Your Senses Must Be Razor-Sharp

In order to write at a high level of competence you need a comprehensive vocabulary, a keen sense of overall structure, and an inner beat or cadence. Your senses must be razor-sharp. Alcohol blunts those senses even as it releases self-restraint. Therefore many writers feel they are getting down to the real story after a belt or two, little realizing they are damaging their ability to tell the real story.

RITA MAE BROWN

The Truth Is We Write for Love

Despite all the cynical things writers have said about writing for money, the truth is we write for love. That is why it is so easy to exploit us. That is also why we pretend to be hard-boiled, saying things like “No man but a blockhead ever wrote except for money” (Samuel Johnson). Not true.
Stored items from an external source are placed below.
PR #1114, opened 2020-05-16
CT-2403 words change->case history &added "create"

ymao2:
## Description
1- Changed the wording for "action" column for case-history section on case detail page
2- Added "create" event as the initial transition after a case is created
 
## Self-review checklist

* [X] (3) Tests passing
 
### Screenshots
Before
Screenshot 2020-05-16 at 12 24 56

After
Screenshot 2020-05-16 at 12 16 48
Screenshot 2020-05-16 at 12 19 04

 
### Related JIRA tickets
https://dsdmoj.atlassian.net/secure/RapidBoard.jspa?rapidView=25&projectKey=CT&modal=detail&selectedIssue=CT-2403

No one but a blockhead ever wrote except for love. . . . You must do it for love. If you do it for money, no money will ever be enough, and eventually you will start imitating your first successes, straining hot water through the same old teabag. It doesn’t work with tea, and it doesn’t work with writing.

ERICA JONG

Our Power is Patience

Our power is patience. We have discovered that writing allows even a stupid person to seem halfway intelligent, if only that person will write the same thought over and over again, improving it just a little bit each time. It is a lot like inflating a blimp with a bicycle pump. Anybody can do it. All it takes is time.

KURT VONNEGUT

The Best Writing Advice

The best advice on writing I’ve ever received was from Dwight Macdonald: “Everything about the same subject in the same place.”

JAMES ATLAS

 

The best advice on writing I’ve ever received is, “Knock ‘em dead with that lead sentence.”

WHITNEY BALLIETT

 

The best advice on writing I’ve ever received was probably something Ted Solotaroff told me years ago when he was my editor. Going over a manuscript line by line again and again he kept reminding me, “Remember, this is your book, not my book. You’re the one who’s going to have to live with it the rest of your life. I might publish 30 or 40 books this year, you’re only going to publish one, and probably the only one you’re going to publish in two or three years.”

RUSSELL BANKS

 

The best advice on writing I’ve ever received was from William Zinsser: “Be grateful for every word you can cut.”

CHRISTOPHER BUCKLEY

 

Best writing advice I’ve ever received: Sell everything three times.

MARGARET CARLSON

 

Best advice I ever got was from the Romanian poet Nichita Stanescu, who told me in Bucharest, before I emigrated: "Learn English. French is dead."

ANDREI CODRESCU

 

The best advice on writing I’ve ever received: “Don’t have children.” I gave it to myself.

RICHARD FORD

 

The best advice on writing I’ve ever received is: Don’t answer the phone.

PATSY GARLAN

 

The best advice on writing I’ve ever received is to take it seriously, because to do it well is all-consuming.

DAVID GUTERSON

 

The best writing advice I’ve ever heard: Don't write like you went to college.

ALICE KAHN


The best advice on writing I’ve ever received was, “Rewrite it!” A lot of editors said that. They were all right. Writing is really rewriting--making the story better, clearer, truer.

ROBERT LIPSYTE

 

Best advice on writing I’ve ever received: Finish.

PETER MAYLE

 

The best advice on writing I’ve ever received is: “Write with authority.

CYNTHIA OZICK

 

I think the best advice on writing I've received was from John Steinbeck, who suggested that one way to get around writer's block (which I was suffering hideously at the time) was to pretend to be writing to an aunt, or a girl friend. I did this, writing to an actress friend I knew, Jean Seberg. The editors of Harpers forgot to take off the salutation and that's how the article begins in the magazine: Dear Jean....

GEORGE PLIMPTON

 

The best advice on writing I’ve ever received was given to me, like so much else, by Hubert Selby, Jr.: to learn and to know that writing is not an act of the self, except perhaps as exorcism; that, in writing what is worth being written, one serves, as vessel and voice, a power greater than vessel and voice.